Mike Stobe / Stringer

Esports: Should They Really Be in the Sports Section?

August 02, 2019 - 4:53 pm

By Charlie O @Charlieo1320

Listen to your team news NOW.

Two weeks ago, the majority of the world had never heard of Kyle “Bugha” Giersdorf. Now, almost everyone in the internet connected world knows that the 16-year old won $3 million by becoming the Fortnite World Cup solo champion. “Bugha” has been featured on major television shows whose viewers are asking themselves – “What is a Fortnite?”

As impressive as the $3 million top prize was – the total prize pool of $30 million for the tournament was even more “mind blowing”. Turner “Tfue” Tenney competed and finished 67th which was outside the rank to qualify for additional prize money. He did not care. Tenney pocketed $50,000 for just showing up at the event.

The Venue

The event was held at the Arthur Ashe Stadium at the USTA Billie King National Tennis Center in New York. Why you ask? The stadium has a retractable roof, so it is covered. It also seats over 23,000 fans which gives it a greater seating capacity than the world’s most famous arena – Madison Square Garden. The stadium was sold out for the weekend!

The video set up for the tournament was a virtual sensory overload.

Viewership

Epic Games – the parent company and promoter of the championship – released viewership numbers for the finals. In their post, the company revealed that 2.3 million viewers watched the finals on You Tube and Twitch.

Epic followed the viewership reveal with a reminder that those numbers did not include those who watched via Twitter, Facebook and within the game itself. With just the known numbers, the finals were the most watched gaming finals in history – excluding China.

Is this really sports?

Sports people think esports are the real deal. ESPN now has their own esports section. Leagues, team owners and players are looking to make alliances with game developers, promoters and players to cash in on what they know is going to be a payday.

NBA players Josh Hart and Reggie Jackson played in the Fortnite Pro-Am in June. Andre Drummond of the Pistons is a gamer. Pro Basketball has the NBA 2K League that features gaming teams from 21 of league’s franchises.

It’s about competition, strategy, hand-eye coordination and the will to win without having to be 7-feet tall and weigh 300 pounds. You can be 16-years old and be champion of the world with $3 million in the bank.

Who owns teams and leagues?

Let’s use just one example. Kroenke Sports & Entertainment owns the Los Angeles Rams, Denver Nuggets, Colorado Avalanche, Colorado Rapids, Arsenal F.C. and the Los Angeles Gladiators, an esports gaming team.
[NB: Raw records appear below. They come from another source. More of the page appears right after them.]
PR #2816, opened 2024-06-24
fix(sbb-tab-group): fix nested tab groups logic

### LINKED ISSUE #2814: [Bug]: Nested tab groups don't work via dialog
### Preflight Checklist

### Bug type

Functionality

Components

1.0.0

### Operating system

macOS 14.5

### Browser / Browser version

all

### Input mode

Mouse/Keyboard

### Additional settings

_No response_

### What happened?

I have a case where a button inside a tab group opens a dialog which has a tab group in it. The "inner" tab group does not show up. The elements are properly in the DOM but they don't seem to be properly instantiated as lyne element. My guess is that the elements aren't properly instantiated because the second tab group is already a child of an instance.

This happens in an Angular project, though I am not sure if it's dependent on that.
Also, I'm fully aware that this isn't your typical use case for nested tab groups, I hope the difference is clear.

1. [Open the Stackblitz example](https://stackblitz.com/edit/angular-at-ktmnsn?file=src%2Fmain.ts,src%2Fapp%2Finner%2Finner.component.html)
2. Click the button "open dialog"
3. there won't be a tab group in the dialog

### Relevant log output

```shell
none - there are no errors showing up
```

dauriamarco:
Closes #2814


src/elements/tabs/tab/tab.ts
```diff
@@ -15,6 +16,8 @@ import style from './tab.scss?lit&inline';
 export class SbbTabElement extends LitElement {
   public static override styles: CSSResultGroup = style;
 
+  public nestedTabGroup: SbbTabGroupElement | null = null;
```
kyubisation, line 19: I would prefer not to add a property for this. I do not think it is necessary.

kyubisation (changes requested):
Thank you for your work!

jeripeierSBB (approved):
LGTM

PR #2820, opened 2024-06-25
test(sbb-header): add visual tests

DavideMininni-Fincons:


src/elements/header/header-button/header-button.visual.spec.ts
```diff
@@ -0,0 +1,41 @@
...
+          await setup.withFixture(html`
+            <sbb-header-button icon-name="hamburger-menu-small" type="button"
+              >Menu</sbb-header-button
+            >
+          `);
+        }),
+      );
+
+      it(
+        `multiple=true ${state.name}`,
```
TomMenga, line 22: Does the multiple add any value?
I don't see any CSS rule in the header that affects multiple elements

src/elements/header/header-link/header-link.visual.spec.ts
```diff
@@ -0,0 +1,33 @@
...
+        state.name,
+        state.with(async (setup) => {
+          await setup.withFixture(html`
+            <sbb-header-link icon-name="hamburger-menu-small">Menu</sbb-header-link>
+          `);
+        }),
+      );
+
+      it(
+        `multiple=true ${state.name}`,
```
TomMenga, line 20: Does the multiple add any value?
I don't see any CSS rule in the header that affects multiple elements

src/elements/header/header/header.visual.spec.ts
```diff
@@ -0,0 +1,65 @@
...
+      it(
+        `expanded=${state.expanded} ${visualDiffDefault.name}`,
+        visualDiffDefault.with(async (setup) => {
+          await setup.withFixture(
+            html`
+              <style>
+                ${' .last-element {display: none;} '}
+                ${' @media screen and (width >= 840px}) { .last-element { display: block; } }'}
+                ${' @media screen and (width < 1023px) { .sbb-header-spacer { display: none; } }'}
+              </style>
```
TomMenga, line 38: In theory, we could add this global CSS in the `web-test-runner.config.ts` but I think it's better if we keep it here

TomMenga (approved):
LGTM 👍 
Some minor topics to discuss maybe

src/elements/header/header-button/header-button.visual.spec.ts
```diff
@@ -0,0 +1,41 @@
...
+import './header-button.js';
+
+describe(`sbb-header-button`, () => {
+  describeViewports({ viewports: ['zero', 'medium'] }, () => {
+    for (const state of visualDiffStandardStates) {
+      it(
+        state.name,
+        state.with(async (setup) => {
+          await setup.withFixture(html`
+            <sbb-header-button icon-name="hamburger-menu-small" type="button"
```
jeripeierSBB, line 14: type button is default
```suggestion
            <sbb-header-button icon-name="hamburger-menu-small"
```

src/elements/header/header-button/header-button.visual.spec.ts
jeripeierSBB: I'd vote to remove them. multiple are tested with sbb-header?

src/elements/header/header/header.visual.spec.ts
jeripeierSBB: I'd prefer to have it only in the test :)

src/elements/header/header/header.visual.spec.ts
```diff
@@ -0,0 +1,65 @@
+import { html } from 'lit';
```
jeripeierSBB, line 1: Could we also test the scrolling stuff?

DavideMininni-Fincons: I gave it some try yesterday reducing the container height and using scrollTo/mockScrollTo, with no result :|

jeripeierSBB: I later try if I find a solution

jeripeierSBB (approved):
LGTM

PR #2826, opened 2024-06-25
test(sbb-icon): add visual tests

DavideMininni-Fincons:


src/elements/icon/icon.visual.spec.ts
```diff
@@ -0,0 +1,18 @@
+import { html } from 'lit';
```
jeripeierSBB, line 1: looking at icon.scss, tests which could be added are color mutations, and testing color-immutable. And if it's possible a test with "data-empty" (no icon loaded). If it's too time consuming we can save it for another improvement ;)

jeripeierSBB (approved):
LGTM, some idea for improvements

src/elements/icon/icon.visual.spec.ts
DavideMininni-Fincons: I can easily add a test with color=red and a test with no icon name; 
for the color-immutable in the call stack from 'loadSvgIcon' to 'validateContent' i see no way to do it programmatically

src/elements/icon/icon.visual.spec.ts
```diff
@@ -0,0 +1,27 @@
...
+  describeViewports({ viewports: ['small'] }, () => {
+    for (const size of ['small', 'medium', 'large']) {
+      it(
+        `icon=circle-information size=${size} ${visualDiffDefault.name}`,
+        visualDiffDefault.with(async (setup) => {
+          await setup.withFixture(html`<sbb-icon name="circle-information-${size}"></sbb-icon>`);
+        }),
+      );
+
+      it(
```
jeripeierSBB, line 17: You could take out the color test from the size loop as color is not dependant on size

jeripeierSBB (approved):
LGTM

KS&E has now agreed to drop $30.25 million to buy the Echo Fox’s League of Legends Championship Series slot. They also own a slot in the Overwatch League which they purchased for $20 million.

This is a company that is driven by sports dollars. They obviously believe that big money is about to be had in esports.

Personal note

I had to make a choice at the California State Fair last week. I could either go to the Craft Exhibit Hall or checkout the esports center. I chose esports.

The day that I was there was just a demonstration day. The tournament to the “death” was scheduled for the next day. I settled down in a chair and started watching the action on the big screen. I began listening to the conversations between the players.

After a while, I picked up on the rhythm of the game and conversation. I started to become mesmerized by the action. Next, I was rooting for one of the players. Then, my cellphone went off and my wife wanted to know where I was. That ended my esports day.

It’s going to be huge

Let’s change that point. Esports are already huge, and they are only going to get bigger. Now that companies have proved they can sellout arenas for championships plus draw viewers on multiple platforms, promoters and advertisers will be standing in line for a chance host an event.

I can envision the next Fortnite World Cup being held at “Jerry’s House” (AT&T Stadium in Dallas) with 100,000 people in attendance.